-- Opening Marker --
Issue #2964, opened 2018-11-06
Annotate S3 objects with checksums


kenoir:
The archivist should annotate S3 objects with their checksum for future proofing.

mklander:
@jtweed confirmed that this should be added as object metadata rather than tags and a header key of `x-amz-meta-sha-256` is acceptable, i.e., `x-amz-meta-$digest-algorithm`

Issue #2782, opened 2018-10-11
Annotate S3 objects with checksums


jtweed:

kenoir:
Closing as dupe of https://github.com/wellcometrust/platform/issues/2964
-- Closing Marker --
■ **EXERCISE BRIEF**: A bare number is the expected answer: the tally of lines in the records above holding "should".

■ **ANSWER TO THE PROBLEM**: 2